Issue #530, opened 2019-12-18
zarr.open_array does not properly recognize NestedDirectoryStore


JimBiardCics:
```python
import numpy
import zarr

a = zarr.create((10, 100, 100), chunks = (1, 100, 100), dtype = 'f4',
                store = zarr.NestedDirectoryStore('foo.zarr'), overwrite = True)

a[...] = 1.0

print('shape =', a.shape)
print('a has non-zero values =', numpy.any(a))

del a

a = zarr.open_array('foo.zarr', mode = 'r')

print('shape =', a.shape)
print('a has non-zero values =', numpy.any(a))
```

#### Problem description

A zarr 'file' created using NestedDirectoryStore will not load correctly when later opened using the path alone. The shape (and other metadata) is correct, but the values are not loaded. In the code sample above, the shape of the original and reloaded array is the same, but the contents don't match. The second array contains only zeroes.

#### Version and installation information

* Value of ``zarr.__version__`` - 2.3.2
* Value of ``numcodecs.__version__`` - 0.6.4
* Version of Python interpreter - 3.6.7 (anaconda)
* Operating system (Linux/Windows/Mac) - Mac OS Mojave (10.14.6)
* How Zarr was installed - using conda

jrbourbeau:
Thanks for opening an issue and the nice example @JimBiardCics! I'm able to reproduce the same behavior.

When using a string path with `zarr.open_array`, zarr will use the following logic to guess what store should be used

https://github.com/zarr-developers/zarr-python/blob/e7708c948d2c0ff91863d675c1072b0dfe9ce2a6/zarr/creation.py#L130-L142

For a path like `'foo.zarr'`, zarr will use a `DirectoryStore`. Since the array was saved using a `NestedDirectoryStore`, you'll want to open the array with the same store. 

In your example, replacing

```python
a = zarr.open_array('foo.zarr', mode = 'r')
```

with

```python
a = zarr.open_array(zarr.NestedDirectoryStore('foo.zarr'), mode = 'r')
```

should fix things

JimBiardCics:
The problem, as I see it, is that the application using the file has no way to determine which type of store to use. It is not particularly reasonable to expect all applications to know ahead of time which store type to use when opening a zarr file.

stuarteberg:
+1 for this issue!

Instead of guessing the store from the file extension, can the `store` class name simply be added to the metadata in `.zarray`?

alimanfoo:
[...]

PR #612, opened 2020-09-19
Create a  Base store class for Zarr Store.

Carreau:
In progress, 

All existing stores in zarr-python now inherit from this; and thus all the test stop testing for a `close()` method and call it unconditionally.

The base store is a bit more strict in what it accepts than subclasses (only allow strings), as it is generally safer for the superclass to be stricter as anything that works with superclass will work with subclass, but the opposite is untrue.

TODO:
* [ ] Add unit tests and/or doctests in docstrings
* [ ] Add docstrings and API docs for any new/modified user-facing classes and functions
* [ ] New/modified features documented in docs/tutorial.rst
* [ ] Changes documented in docs/release.rst
* [ ] AppVeyor and Travis CI passes
* [ ] Test coverage is 100% (Coveralls passes)

PR #716, opened 2021-04-15
Implement `dimension_separator` for Python storage classes (See #715)

joshmoore:
Implements the new optional array metadata key, `dimension_separator`, from #715 for the Python library.

close: #530

## Details

* All top-level storage classes now take an optional `dimension_separator`
  parameter which defaults to `None`, but can also be `.` or `/`.

* A ValueError is raised at normalization time if this is not the case.

* `None`s are normalized to the default of `.` in all except the
  NestedDirectoryStore case.

* The value is stored as `self._dimension_separator` on participating classes
  so that array creation can lookup the value.

* This value deprecates the `key_separator` value from FSStore.

* Wrapper classes like LRUCacheStore and ConsolidatedMetadataStore *do not*
  follow this pattern and instead rely on the value in the underlying store.

## Discussion

* [ ] The major issues I see with this is the propagation of "Yet Another Constructor Argument". A more complete proposal might take all array initialization parameters similar to those which might be stored in the entry-level metadata in v3.

* [ ] Additionally, this only stores the flat separator (`.`) in `.zarray` if the user actively requests it. Since the value is optional, implementations will default to that value anyway.

## TODO:

### DIFF
--- a/zarr/creation.py
+++ b/zarr/creation.py
@@ -69,7 +69,7 @@ def create(shape, chunks=True, dtype=None, compressor='default',
         A codec to encode object arrays, only needed if dtype=object.
     dimension_separator : {'.', '/'}, optional
         Separator placed between the dimensions of a chunk.
-      .. versionadded:: 2.8
+        .. versionadded:: 2.8
 
     Returns
     -------
--- a/zarr/creation.py
+++ b/zarr/creation.py
@@ -123,7 +123,7 @@ def create(shape, chunks=True, dtype=None, compressor='default',
 
     # optional array metadata
     if dimension_separator is None:
-        dimension_separator = getattr(store, "_dimension_separator", ".")
+        dimension_separator = getattr(store, "_dimension_separator", None)
     dimension_separator = normalize_dimension_separator(dimension_separator)
 
     # initialize array metadata
--- a/zarr/creation.py
+++ b/zarr/creation.py
@@ -13,13 +13,14 @@ from zarr.n5 import N5Store
 from zarr.storage import (DirectoryStore, ZipStore, contains_array,
                           contains_group, default_compressor, init_array,
                           normalize_storage_path, FSStore)
+from zarr.util import normalize_dimension_separator
 
 
 def create(shape, chunks=True, dtype=None, compressor='default',
            fill_value=0, order='C', store=None, synchronizer=None,
            overwrite=False, path=None, chunk_store=None, filters=None,
            cache_metadata=True, cache_attrs=True, read_only=False,
-           object_codec=None, **kwargs):
+           object_codec=None, dimension_separator=None, **kwargs):
     """Create an array.
 
     Parameters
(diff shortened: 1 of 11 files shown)


joshmoore:
Latest commit reverts the proactive saving of `dimension_separator` metadata in order to keep `hexdigest()` as stable as possible.

zarr/storage.py
```diff
@@ -1012,30 +1028,44 @@ class FSStore(MutableMapping):
         like "s3://bucket/root"
     normalize_keys : bool
     key_separator : str
-        Character to use when constructing the target path strings
-        for data keys
+        public API for accessing dimension_separator. Never `None`
+        See dimension_separator for more informatino.
```
joshmoore, line 1032:
```suggestion
        See dimension_separator for more information.
```

zarr/creation.py
```diff
@@ -66,6 +67,9 @@ def create(shape, chunks=True, dtype=None, compressor='default',
         True if array should be protected against modification.
     object_codec : Codec, optional
         A codec to encode object arrays, only needed if dtype=object.
+    dimension_separator : {'.', '/'}, optional
+        Separator placed between the dimensions of a chunk.
+      .. versionadded:: 2.8
```
Carreau, line 72:
```suggestion
        .. versionadded:: 2.8
```

Not sure about indentation of the directive.

zarr/util.py
```diff
@@ -243,6 +243,16 @@ def normalize_order(order: str) -> str:
...
 
 
+def normalize_dimension_separator(sep: Optional[str]) -> Optional[str]:
+    if sep is None:
+        return None
+    elif sep not in (".", "/"):
+        raise ValueError(
+            "dimension_separator must be either '.' or '/', found: %r" % sep)
+    else:
+        return sep
```
Carreau, line 253: The  `if sep is None` can be folded into the else.

Not found of the "normalize", normalize confer to me that it might change it (like / to \ on windows); 
maybe just a check ? 

```
assert sep in (".", "/", None)
``` 
might seem enough as it is only used in 2 places ?

Carreau: And once we have a base store we can turned it into a validated property.

joshmoore: The original commit turned `None` into `.` so it was much more normalize-y. I'm not completely sure that logic won't come back though. (And this way I could write a unit test for it!)

joshmoore:
Thanks for the suggestions, @Carreau. Changes pushed.

From the call discussion, there were no objections to this work moving forward so please consider this a last call (incl. if adjustments to the spec wording from #715 are needed) The plan will be to get this merged and started preparing for a v2-specific 2.8.0 on top of which @Carreau can rebase his base store work (#612)

Again: @zarr-developers/core-devs please speak up if there are any concerns.

joshmoore:
Moving forward with zarr-python 2.8.0 later today if there are no further comments.

joshmoore:
Note: one outstanding issue has been filed separately: https://github.com/zarr-developers/zarr-python/issues/722

PR #718, opened 2021-04-15
Update Array to respect FSStore's key_separator 

### LINKED ISSUE #717: Array._chunk_key does not respect FSStore's key_separator attribute

```Python
data = np.arange(1000).reshape(10, 10, 10)
name = 'raw'

store = FSStore('/tmp/test.zr', key_separator='/', auto_mkdir=True)
f = open_group(store, mode='w')
f.create_dataset(name, data=data, chunks=(5, 5, 5),
                 compressor=None)
h = open_group(store, mode='r')
# check below fails because h[name][:] will be all zeros
np.testing.assert_array_equal(h[name][:], data)  
```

◆ What to do
Reproduce, word for word, every line starting at the line that contains "Carreau: And once" and ending with the final line of the entries.

◆ Solution
Carreau: And once we have a base store we can turned it into a validated property.

joshmoore: The original commit turned `None` into `.` so it was much more normalize-y. I'm not completely sure that logic won't come back though. (And this way I could write a unit test for it!)

joshmoore:
Thanks for the suggestions, @Carreau. Changes pushed.

From the call discussion, there were no objections to this work moving forward so please consider this a last call (incl. if adjustments to the spec wording from #715 are needed) The plan will be to get this merged and started preparing for a v2-specific 2.8.0 on top of which @Carreau can rebase his base store work (#612)

Again: @zarr-developers/core-devs please speak up if there are any concerns.

joshmoore:
Moving forward with zarr-python 2.8.0 later today if there are no further comments.

joshmoore:
Note: one outstanding issue has been filed separately: https://github.com/zarr-developers/zarr-python/issues/722

PR #718, opened 2021-04-15
Update Array to respect FSStore's key_separator 

### LINKED ISSUE #717: Array._chunk_key does not respect FSStore's key_separator attribute

```Python
data = np.arange(1000).reshape(10, 10, 10)
name = 'raw'

store = FSStore('/tmp/test.zr', key_separator='/', auto_mkdir=True)
f = open_group(store, mode='w')
f.create_dataset(name, data=data, chunks=(5, 5, 5),
                 compressor=None)
h = open_group(store, mode='r')
# check below fails because h[name][:] will be all zeros
np.testing.assert_array_equal(h[name][:], data)  
```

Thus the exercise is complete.